Similarly, Edun, represented by Christian Kemp-Griffen, are another company whose main purpose is to aid garment workers and promote fair trade. Famously fathered by Bono and his wife Ali Hewson, the label seeks to aid sub-Saharan African countries through trade. Believing that promoting trade will put an end to the need for world aid, Edun encourages garment manufacture in countries such as Uganda. The old maxim, “Give a man a fish and he’ll eat for a day. Teach a man to fish and he’ll eat forever” certainly seems to be of utmost relevance here.

edun-grazing-elk-tee

Edun

With rousing forum interchanges following the initial “speeches”, the passion of the audience for ethical fashion was evident. Debating the relative benefits of organic cotton over its abundant water usage, the speakers had to admit that they could not do everything; for success within this field, it is necessary to pick and choose a path to follow. These designers are following the path of creating admirable working conditions and promoting trade to poor countries.
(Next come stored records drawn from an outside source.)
PR #304, opened 2015-04-03
Replaced NanObjectWrapHandle macro with function

kkoopa:
`node::ObjectWrap::handle()` should get a const qualifier


bnoordhuis:
LGTM.  In hindsight, I probably should have made `node::ObjectWrap::handle()` const.

kkoopa:
It's never too late to redeem yourself.

Issue #306, opened 2015-04-07
Backport thread local storage (TLS)


gagern:
libuv/libuv@5d2434bf71e47802841bad218d521fa254d1ca2d from joyent/libuv#904 added support for thread local storage. Would it be in scope for Nan to backport this in order to offer TLS support for node modules even when compiling against older versions of node?

This question was raised in https://github.com/polotek/libxmljs/pull/300#commitcomment-10607079 discussing gagern/libxmljs@55a686129f11fe4f9db63c7e3d0268b4cef5c45e.

If you are interested in this, I can provide a pull request. Or you can paste the relevant code yourself, once you have decided where it should go. It might make sense to declare the functions as `inline` or `static` to avoid having the same function in multiple source files, and so that dead code elimination can drop them if they are unused.

kkoopa:
Sure. It would at least be appropriate for NAUV (NAN for UV), which does not exist as a separate project yet, so it could go with the other uv stuff of NAN for now. Please provide a PR, it might be suitable to insert the methods after [line 101](https://github.com/rvagg/nan/blob/master/nan.h#L101) and make their names match the NAN scheme.

PR #307, opened 2015-04-07
Ticket #306: Backport thread local storage

gagern:
This makes thread local storage available to older versions of libuv as well.  It is essentially a backport of libuv/libuv@5d2434bf71e47802841bad218d521fa254d1ca2d, written by Ben Noordhuis.  But the names were changed, and the functions were turned into inline functions to avoid having the same non-inline function in multiple translation units.  The test is a lot more node-based, even if the things to test more or less follow those tested in libuv.

### DIFF
--- a/nan.h
+++ b/nan.h
@@ -100,6 +100,94 @@ typedef v8::String::ExternalOneByteStringResource
     void func(uv_async_t *async)
 #endif
 
+#if NAUV_UVVERSION >= 0x000b0b
+
+typedef uv_key_t nauv_key_t;
+
+inline int nauv_key_create(nauv_key_t *key) {
+  return uv_key_create(key);
+}
+
+inline void nauv_key_delete(nauv_key_t *key) {
+  uv_key_delete(key);
+}
+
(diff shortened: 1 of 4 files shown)


kkoopa:
@bnoordhuis You seem qualified to check it. It seems alright to me. Nice with passing tests too.

nan.h
```diff
@@ -100,6 +100,94 @@ typedef v8::String::ExternalOneByteStringResource
...
+}
+
+inline void nauv_key_set(nauv_key_t* key, void* value) {
+  if (pthread_setspecific(*key, value))
+    abort();
+}
+
+#else
+
+#include <Windows.h>
```
bnoordhuis: Can you write this as `#include <windows.h>`?  It doesn't matter on Windows but people trying to cross-compile on a case-sensitive file system will have trouble.

bnoordhuis:
LGTM with a suggestion.

kkoopa:
Thanks. It will be out in 1.8.0, but I don't know when that is.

The talk centred around the future of the industry, pondering the invention of intelligent and GM fabrics. While GM fabrics had a distinct “no” from both Sarah Ratty and Matilda Lee, the use of intelligent fabrics was deemed interesting for the future of fashion. Inevitably, the debate overran the allotted time slot, and our London College of Fashion host had to silence those still attempting to pose questions.

_DSC0989

Edun

Following the success of the night, I will leave you with my main thoughts on the proceedings. In a world in which fair trade food is widely appreciated and endorsed, isn’t it time for fair trade fashion to follow suit?
Ciel_AW09Page6[7]

Ciel

The V&A have a knack for putting on stylish events for the stylishly minded and the “Fashion and…” lecture series was no exception. Taking off in conjunction with London College of Fashion, cheapest one that attracted Amelia’s Magazine’s was the “Fashion and Ethics” forum.  The forum brought to our attention the extreme passion many people have for making a difference within the third world for garment workers. The guest speakers; designer Sarah Ratty of Ciel, drugs  Christian Kemp-Griffin from clothing range Edun and Matilda Lee from the Ecologist represented different areas of the industry. Posing the question “is green still the new black?” the talk raised awareness of what is being done and what still needs to be done for a fairer trading world.

Ciel_AW09Page3[9]

Ciel

Essentially the forum broached the difficult subject of responsibility. Now that we as a shopping public know about the ‘behind the scenes’ of clothing retail, more about should we change our shopping habits? The popularity of the talk highlights the extent to which we are aware of these issues. With ‘cheap-fashion-fix’ culture taking over, consumers are buying more and more cheap clothing, instead of investing in more expensive pieces as our grandparents’ generation did. However, the human price is far from cheap, poorly paid labour, stark working conditions and unfair treatment are all linked in order for the shops to turn out cheaper and cheaper clothing yet still make a profit. The profit is coming from the worker.

ciel2

Ciel Wool

Two of the in-house speakers, Sarah Ratty and Christian Kemp-Griffin, were there to represent design houses that refuse to compromise on worker rights. Sarah Ratty of Ciel designs clothing alongside Peruvian farmers whose lifestyle would otherwise have died out. Creating luxurious pieces from alpaca wool, Ratty’s designs help keep the coloured alpaca stock alive as they are suffering from the popularity of their white alpaca brothers. The farmers who raise the stock are also ‘kept alive’ by Ratty’s industry as she provides them with working conditions which can allow them to continue with a way of life that has lasted for years. Ratty is a business woman and a designer, but one who wants to make a difference.

_DSC8947

Sarah Ratty of Ciel

Similarly, Edun, represented by Christian Kemp-Griffen, are another company whose main purpose is to aid garment workers and promote fair trade. Famously fathered by Bono and his wife Ali Hewson, the label seeks to aid sub-Saharan African countries through trade. Believing that promoting trade will put an end to the need for world aid, Edun encourages garment manufacture in countries such as Uganda. The old maxim, “Give a man a fish and he’ll eat for a day. Teach a man to fish and he’ll eat forever” certainly seems to be of utmost relevance here.

edun-grazing-elk-tee

Edun

With rousing forum interchanges following the initial “speeches”, the passion of the audience for ethical fashion was evident. Debating the relative benefits of organic cotton over its abundant water usage, the speakers had to admit that they could not do everything; for success within this field, it is necessary to pick and choose a path to follow. These designers are following the path of creating admirable working conditions and promoting trade to poor countries.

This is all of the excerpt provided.